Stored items

Issue #227, opened 2025-02-04
QEMU is slow


samestep:
Currently we use [`docker build --platform`](https://docs.docker.com/build/building/multi-platform/#build-multi-platform-images) to build cross-platform Docker images in nightly CI:

https://github.com/gradbench/gradbench/blob/2ee294ed6057f87919a68007e6145d16fc8d29c2/crates/gradbench/src/main.rs#L261

https://github.com/gradbench/gradbench/blob/2ee294ed6057f87919a68007e6145d16fc8d29c2/crates/gradbench/src/main.rs#L286

https://github.com/gradbench/gradbench/blob/2ee294ed6057f87919a68007e6145d16fc8d29c2/.github/workflows/nightly.yml#L68

https://github.com/gradbench/gradbench/blob/2ee294ed6057f87919a68007e6145d16fc8d29c2/.github/workflows/nightly.yml#L109

We achieve this by first setting up QEMU:

https://github.com/gradbench/gradbench/blob/2ee294ed6057f87919a68007e6145d16fc8d29c2/.github/actions/docker/action.yml#L13-L15

This is very slow. It'd be nice if we could instead build native images on separate x86 and ARM runners, and then combine those into multi-platform Docker images.

PR #233, opened 2025-02-09
Add Floretta tool

samestep:
This PR has a few little neat things:

1. This initial GradBench implementation for the tool doesn't report any `timings` in response to `evaluate` messages, catching a bug in `python/gradbench/gradbench/eval.py` which I've now fixed.
2. Some of the commands in the Dockerfile need to specify the [Rust target](https://doc.rust-lang.org/rustc/platform-support.html), which depends on [`TARGETARCH`](https://docs.docker.com/reference/dockerfile/#automatic-platform-args-in-the-global-scope); I map between Docker and Rust targets via a small Python script.
3. The Dockerfile uses a [multi-stage build](https://docs.docker.com/build/building/multi-stage/) to produce an image smaller than 20 megabytes, which is one or two orders of magnitude smaller than our other Docker images.
4. Using `cargo run` in the `gradbench` shell script previously worked because there was only one Rust binary to be run; after this PR, it instead works because the GradBench CLI is selected via the [`default-run`](https://doc.rust-lang.org/cargo/reference/manifest.html#the-default-run-field) field in `Cargo.toml`.

### DIFF
--- a/Cargo.lock
+++ b/Cargo.lock
@@ -3,6 +3,33 @@
 version = 4
 
 [[package]]
+name = "addr2line"
+version = "0.24.2"
+source = "registry+https://github.com/rust-lang/crates.io-index"
+checksum = "dfbe277e56a376000877090da837660b4427aad530e3028d44e0bffe4f89a1c1"
+dependencies = [
+ "gimli",
+]
+
+[[package]]
+name = "ahash"
+version = "0.8.11"
+source = "registry+https://github.com/rust-lang/crates.io-index"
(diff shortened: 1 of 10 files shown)


samestep:
Yeah my current plan is to write them directly in WebAssembly; if I change my mind then I'll also change the Docker setup for this, since the tool should always work directly from source text when it gets a `define` message.

samestep:
I suspect that this may be blocked until we switch our multi-platform Docker image build strategy as suggested in #227; see also: https://stackoverflow.com/q/79425799/5044950

samestep:
Never mind, I stand corrected.

PR #242, opened 2025-02-13
Check response.success after response.error

athas:
Also increment failure count on define failure.

Without this change, a tool responding with a failure to a 'define' message is counted as undefined, which means gradbench (in its default configuration) will not return a nonzero exit code. This is why kmeans is actually broken for enzyme/manual right now, without the PR having failed.

### DIFF
--- a/crates/gradbench/src/main.rs
+++ b/crates/gradbench/src/main.rs
@@ -1476,7 +1476,7 @@ mod tests {
         colored::control::set_override(false);
         let result = intermediary.run();
         write_goldenfile("define_error.txt", &intermediary.out);
-        assert_eq!(result, Err(BadOutcome::Undefined));
+        assert_eq!(result, Err(BadOutcome::Failure));
     }
 
     #[test]
--- a/crates/gradbench/src/main.rs
+++ b/crates/gradbench/src/main.rs
@@ -696,17 +696,18 @@ impl<
                     self.print_left(WIDTH_DESCRIPTION, "")?;
                     write!(self.out, " {}", nanostring(nanos).dimmed())?;
                     let response: DefineResponse = self.parse_response(&tool_line)?;
-                    if !response.success {
-                        undefined += 1;
-                    }
                     self.print_status(response.success)?;
                     line.end(&mut self.out)?;
                     if let Some(error) = response.error {
+                        failure += 1;
                         writeln!(self.out, "{}", error.red())?;
                         if response.success {
                             return Err(anyhow!("tool reported success but gave an error"));
                         }
+                    } else if !response.success {
+                        undefined += 1;
                     }
+
                 }
                 Message::Evaluate { .. } => {
                     write!(self.out, " {}", nanostring(nanos).dimmed())?;
--- a/crates/gradbench/src/main.rs
+++ b/crates/gradbench/src/main.rs
@@ -707,7 +707,6 @@ impl<
                     } else if !response.success {
                         undefined += 1;
                     }
-
                 }
                 Message::Evaluate { .. } => {
                     write!(self.out, " {}", nanostring(nanos).dimmed())?;


athas:
Note that this changes a behaviour that was explicitly tested for. I think the new behaviour is superior, as otherwise there is still no way to distinguish define-failure from define-undefined.

samestep (changes requested):
I understand the reasoning behind this PR, but I don't think this is the right way to do it. Specifically, the `"success"`/`"error"` pair are supposed to be semantically the same in `"define"` messages and `"evaluate"` messages: `"success"` actually says whether it succeeded or not (and should be the determinant of which `BadOutcome` variant gets used) and `"error"` is optional metadata for debugging etc. So semantically I think it's wrong to determine good vs bad via the presence of `"error"` if `"success": false`.

Of course, the real goal of this PR is to catch in CI when a tool _should_ implement an eval but fails to do so. I think the solution to this is not to change the semantics of the protocol, but instead just to change the way we do the `run` job in CI, especially since this PR would only catch the issue in cases where the tool does happen to report an `"error"` instead of just `"success": false`; see #139 and related past discussions.

Currently, the `gradbench repo matrix` subcommand just returns a list of all the evals and all the tools:

```
eval=["ba","gmm","hello","ht","lstm"]
tool=["adept","adol-c","autograd","cppad","enzyme","finite","floretta","futhark","jax","manual","mygrad","pytorch","scilean","tapenade","tensorflow","zygote"]
```

We use these in the `eval` and `tool` jobs, and then also in the `run` job like this:

https://github.com/gradbench/gradbench/blob/9ce82a49cc015a106c13d6d84dd5a0f1c60147fd/.github/workflows/build.yml#L180-L182

So, expanded out in a particular CI run, we get this:

```yaml
matrix:
  eval: ["ba","gmm","hello","ht","lstm"]
  tool: ["adept","adol-c","autograd","cppad","enzyme","finite","floretta","futhark","jax","manual","mygrad","pytorch","scilean","tapenade","tensorflow","zygote"]
```

Then GitHub Actions interprets this to mean that we want all pairs. But really, we don't: we know which tools currently support which evals, and for those, we want to check that it still works, and for the tool/eval pairs that are unsupported, we don't even want to start up CI jobs for those at all because that increases pressure on the GitHub Actions concurrency limit. So what we really want is for `gradbench repo matrix` to also give either an explicit list of [all pairs we _do_ want to check](https://docs.github.com/en/actions/writing-workflows/choosing-what-your-workflow-does/running-variations-of-jobs-in-a-workflow#expanding-or-adding-matrix-configurations), _or_ an explicit list of [all pairs we _don't_ want to check](https://docs.github.com/en/actions/writing-workflows/choosing-what-your-workflow-does/running-variations-of-jobs-in-a-workflow#excluding-matrix-configurations); for instance:

```
exclude=[{"eval":"ba","tool":"autograd"},{"eval":"gmm","tool":"autograd"},{"eval":"ht","tool":"autograd"},{"eval":"lstm","tool":"autograd"},{"eval":"ba","tool":"cppad"},{"eval":"ht","tool":"cppad"},{"eval":"ba","tool":"floretta"},{"eval":"gmm","tool":"floretta"},{"eval":"ht","tool":"floretta"},{"eval":"lstm","tool":"floretta"},{"eval":"ba","tool":"jax"},{"eval":"gmm","tool":"jax"},{"eval":"ht","tool":"jax"},{"eval":"lstm","tool":"jax"},{"eval":"ba","tool":"mygrad"},{"eval":"gmm","tool":"mygrad"},{"eval":"ht","tool":"mygrad"},{"eval":"lstm","tool":"mygrad"},{"eval":"ba","tool":"scilean"},{"eval":"gmm","tool":"scilean"},{"eval":"ht","tool":"scilean"},{"eval":"lstm","tool":"scilean"},{"eval":"ht","tool":"tensorflow"},{"eval":"lstm","tool":"tensorflow"},{"eval":"ba","tool":"zygote"},{"eval":"gmm","tool":"zygote"},{"eval":"ht","tool":"zygote"},{"eval":"lstm","tool":"zygote"}]
```

And then in `build.yml` and `nightly.yml`, we'd write this:

```yaml
matrix:
  eval: ${{ fromJSON(needs.matrix.outputs.eval) }}
  tool: ${{ fromJSON(needs.matrix.outputs.tool) }}
  exclude: ${{ fromJSON(needs.matrix.outputs.exclude) }}
```

Or if we were using `include` instead of `exclude` then we'd just write this:

```yaml
matrix:
  include: ${{ fromJSON(needs.matrix.outputs.include) }}
```

Then we'd also remove `BadOutcome::Undefined` as a special case from the intermediary:

https://github.com/gradbench/gradbench/blob/9ce82a49cc015a106c13d6d84dd5a0f1c60147fd/crates/gradbench/src/main.rs#L1040-L1044

Thoughts?

athas:
It is more work to maintain such a list - and easy to accidentally overlook. I like the elegance of the current approach, I just don't like that so many errors become interpreted as an unimplemented eval.

samestep:
I don't quite follow the argument that it's more work to maintain the list; isn't this just standard software testing?

If we don't add something like this, I don't see how we can automatically catch cases where a tool silently stops supporting an eval without reporting an error.

athas:
> I don't quite follow the argument that it's more work to maintain the list; isn't this just standard software testing?

Yes, but that is also vulnerable to false positives, if you forget to add your contribution to the list.

> If we don't add something like this, I don't see how we can automatically catch cases where a tool silently stops supporting an eval without reporting an error.

This is true, so we are essentially left with the question of which error is *least* likely to arise, and picking that as the one we do not detect. I think a reasonable argument can be made that adding an element to a whitelist is the least likely error, as presumably it can be made only in a PR that is specifically adding a new implementation (meaning reviewers are inclined to check for it).

samestep:
I think in this case we can have our cake and eat it too: we could have a separate job that goes through all the excluded pairs, and double-checks that all of then return `BadOutcome::Undefined`. That way, CI would fail if someone forgets to say that their PR added support for a new eval/tool pair, and also the other way around.

athas:
I think the list should be *positive*, in that it should describe the eval/tool combinations to run. This is because it will then only have to be updated when someone actively adds an implementation. In contrast, if we have a list of excluded pairs, then whenever someone adds a new eval, they have to list every tool that does not yet support it (which might be many). Same thing occurs when adding a new tool (although to a lesser degree, as we are unlikely to have that many evals, even when Gradbench becomes old and mighty).

PR #245, opened 2025-02-13
Add Nix setup with shell.nix

athas:
This is useful for people who don't want to run everything inside Docker, but still want some measure of a predictable environment.

Also slightly modifies Enzyme to make it run well both within Docker and Nix.

This shell.nix does not pin Nixpkgs, which is strictly speaking not ideal, but pinning would just add an extra maintenance burden. I'll add pinning if/when I regret not doing so in the first place, or when others also start using this shell.nix.


samestep (approved):
Sweet, thanks!

PR #247, opened 2025-02-13
Check each eval/tool pair's outcome in CI

samestep:
Following up on https://github.com/gradbench/gradbench/pull/242#pullrequestreview-2615644719, this PR does the following:
- Make the `gradbench run` subcommand's exit code correspond to the `BadOutcome` variants.
- Add a new `gradbench exit-code` subcommand which gives the numerical exit code corresponding to a given named outcome.
- Modify the `gradbench repo matrix` subcommand to return a `run` matrix listing all the eval/tool pairs and the expected `outcome` of each one.
- Add an `evals.txt` file for each tool which lists all the evals for which that tool is expected to run with `success`; for all other evals, it is expected to be `undefined`.
- Modify the `run` job in CI to check that `gradbench run` returns the expected outcome for each pair.


athas:
Alright, but then you still need my change from #242 (or equivalent), as otherwise failure-to-define is interpreted as undefined.

samestep:
Right, this PR is still a draft; once I observe which pairs fail, I'm going to implement the system I described in https://github.com/gradbench/gradbench/pull/242#pullrequestreview-2615644719. My current plan is to just have `tools/*/exclude.json` be an optional file that tools can have if they don't support all evals.

samestep:
OK @athas this PR is ready for review! Let me know if this seems like a reasonable approach. The only thing I can think of is if in the future we decide we want to allow _multiple_ possible outcomes for a given eval/tool pair, e.g. either `success` or `timeout`. I'm thinking that we could either modify the `run` matrix to allow multiple outcomes and check against the whole list (seems a bit clunky), or just add an `--allow-timeout` flag like we previously discussed in https://github.com/gradbench/gradbench/pull/178#issuecomment-2635041387. Thoughts?

athas (approved):
I cannot decide whether it would be better for each eval to have a list of supported tools, or each tool to have a list of supported evals. I suspect the latter, since we are likely to add more tools than more evals, and therefore that would conflict less. It is unlikely to have a major impact.

Time will tell whether we will have tools that are just on the boundary between timing out and succeeding in CI, and thus become flaky. I hope not.

samestep:
Fair enough, in 10519c0df6a812e0cb8b90041e1ba1b805b09d56 I've switched it from `evals/*/tools.txt` to `tools/*/evals.txt`.

PR #224, opened 2025-02-04
SciLean implementation of GMM eval

lecopivo:
Implementation of GMM eval with SciLean

PR #250, opened 2025-02-14
Mathlib synch script

lecopivo:
Script to update lean-toolchain, lakefile.lean and lake-manifest.json to match the ones in `tools/scilean`

### DIFF
--- a/docker/mathlib4/synch_with_scilean.py
+++ b/docker/mathlib4/synch_with_scilean.py
@@ -1,0 +1,56 @@
+import json
+import shutil
+import subprocess
+from pathlib import Path
+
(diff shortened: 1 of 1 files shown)


samestep:
Thank you! I've used this script to generate #268. First let's make sure that this actually lets us fix the build for #224, then we'll come back and discuss whether this is the right way to update the mathlib image going forward.

samestep:
Marking as draft since CI is failing. Since this doesn't seem to fix the #224 build issues, though, do we still want to merge this? I'm still thinking that it might be better for me to instead switch to native builds as described in #227, so that way we don't need to build a base image like this. Or, alternatively, I'm thinking it may be desirable to require that any base images like this be built outside of this repository. Thoughts?

samestep:
Superceded by #321.

PR #251, opened 2025-02-15
Further simplify C++ infrastructure.

athas:
The goal is for each implementation to consist of two files: a run_foo.cpp file that does all the real logic, and a trivial foo.py file. This is in contrast to the current situation of three nontrivial C++ code files.

It is still possible to override this and do arbitrarily complicated things for the tools that need this.


athas:
There is now very little boilerplate left, except what is necessary due to C++. This PR also removed the hardcoding of the notions of an "objective" and "jacobian" from the C++ infrastructure, so we can easily support evals with arbitrary (and arbitrarily named) functions. This is currently used by `hello` and `kmeans`.

PR #254, opened 2025-02-18
Document squared distance in k-means

samestep:
Followup on #194 since I didn't see any square roots in the existing implementations; @athas is this correct?


athas (approved):
Either works, actually.

PR #256, opened 2025-02-18
Implement `llsq` and `lse` evals with Floretta

### LINKED ISSUE #327: Floretta multi-platform build is slower than it should be
It just needs to build two static binaries:

https://github.com/gradbench/gradbench/blob/bfaba66ca32404d65e6d781935ce8f209fb7d497/tools/floretta/target.py#L5-L8

However, currently it just uses QEMU for the ARM build, which is slow as mentioned in #227: it takes about an hour. If possible, it would be better to not use emulation, and instead just cross-compile both from x86; see this for an example: https://github.com/ipvm-wg/homestar/blob/0f0a4f5b4c00c856c6eb865da087c0332b119e8d/docker/Dockerfile

### LINKED ISSUE #485: Missing: lse-floretta

samestep:
Resolves #327, resolves #485.


athas:
I don't envy you for implementing numerical algorithms in what is essentially assembly language.

samestep:
Eh, it's really not that bad, it's more just like a very verbose Lisp with no macros.

athas:
And no lists.

samestep:
So yeah it's basically a very verbose C I guess?

samestep:
In place of `malloc` I can just use bump allocation so that should be fine I think; but yeah when I get to the others I may have to give up on `*.wat` and switch to another language to compile from.

samestep:
@athas apologies for the confusing branch name, I'll get to `kmeans` later; just requesting your review here because I rearranged some stuff in `shell.nix`.

athas (approved):
I am OK with the shell.nix changes.

PR #264, opened 2025-02-18
Use "manual" as golden tool for all evals except "hello"

athas:


athas:
Addresses #141. This is still relatively slow to validate, because the Python code that compares the (fairly large) JSON objects is slow, but it's a *lot* faster than having to wait for PyTorch as well.

athas:
As an example, with pytorch-based validation, `ht` with `--max 4` takes six and a half minutes, but only 29s with manual-based validation.

samestep (approved):
Seems good to me!

PR #272, opened 2025-02-19
Add Haskell tool

athas:
Only supports 'hello' for now, but maybe I can add the others.


athas:
Performance isn't exactly admirable.

image
image
image

It is very fishy that the Enzyme overhead is about the same.

athas:
This PR fails because the `kmeans` implementation fails for some inputs. However, this is *intentional* - they exceed the (fixed) allocation limit I imposed. This is another one of those "benign errors" that I would like not to result in a CI error.

samestep:
Yep so if we expect the `haskell` tool to give `gradbench exit-code error` on the `kmeans` eval, do you think it'd be reasonable to be able to specify this by listing `kmeans` in an `evals-error.txt` file? Or do you think it'd be a better idea to just change it to `tools/*/evals/json` which is a mapping from eval names to exit-code names?

athas:
It would be most elegant if it could be put in `evals.txt` itself (perhaps by extending it to an `evals.json` format). I'm not a fan of having to piece together many different files.

samestep:
Yep, makes sense. Honestly, I'm considering even using YAML for this... I just don't like not having trailing commas for this list in JSON. But either sounds fine to me.

athas:
Strongly cautioning against the use of YAML here, or anywhere.

athas:
Anyway, I fixed this one by making it use less memory. On further reflection, I think allowing per-workload failures is an unnecessary complexity. It is sufficient if we handle tool crashes (due to OOM) as robustly as we handle timeouts.

samestep (approved):
Looks great to me, thanks for implementing this!

Just to make sure I understand what the plan is, can you make a GitHub issue describing the proposed way to handle the kinds of failures we were talking about in this thread? I got a bit lost in the possible solutions.

PR #273, opened 2025-02-19
OCaml tool

athas:


samestep (commented):
Similar to the code we've ported from ADBench, could you be sure to include comments linking to the original source for any code you've copied from, e.g., Jesse Sigal in this PR?

athas:
Yes I will do that, but this is so embryonic that I don't really know how much of it I will keep and how much I will have to rewrite. I also hope to convince Jesse to use GradBench as the "official" version of his implementation.

athas:
This is now fully operational. Performance is less than the program transformation tools, but better than many of the C++ tape-based tools.

samestep (approved):
Sweet!

athas:
Owl apparently does not support ARM. Can we use the same trick as for SciLean?

athas:
[In the future Owl will support ARM](https://github.com/owlbarn/owl/issues/684), but the future is not now.

samestep (changes requested):
@athas from that thread you linked, it looks like Owl already supports ARM, but there just hasn't been a release since then; for instance, owlbarn/owl#609 seems to suggest that you can use it via `opam pin`. Could you try that for this PR? I'd really rather avoid allowing x86-only tools whenever possible.

athas:
No, I do not know how to do that with the OCaml build system.

samestep:
It doesn't work to run `opam pin` in the `Dockerfile`?

samestep (approved):

PR #324, opened 2019-03-22
Fix pause hooks + refactor history notices

iNecas:
After 8bae5b62b273, we had a code that was updating `state` outside of
`update_state` method, which meant the hooks (observed with `:paused`
state) were not run when `auto_rescue` was enabled.

I've also noticed coupling between adding history and `update_state`
methods, so I put it directly into `update_state`.


adamruzicka:
Thanks @iNecas !

PR #327, opened 2019-06-25
Fixes #27123 - Make "force_kill_waittime" option adjustable

hao-yu:
Also set this option to default 60 seconds so that long running
task is more likely to finish before being killed.


iNecas:
Thanks @hao-yu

What the exercise asks: Pull every line containing "result" from the entries above and copy it.

Finished task:
         let result = intermediary.run();
-        assert_eq!(result, Err(BadOutcome::Undefined));
+        assert_eq!(result, Err(BadOutcome::Failure));
This PR fails because the `kmeans` implementation fails for some inputs. However, this is *intentional* - they exceed the (fixed) allocation limit I imposed. This is another one of those "benign errors" that I would like not to result in a CI error.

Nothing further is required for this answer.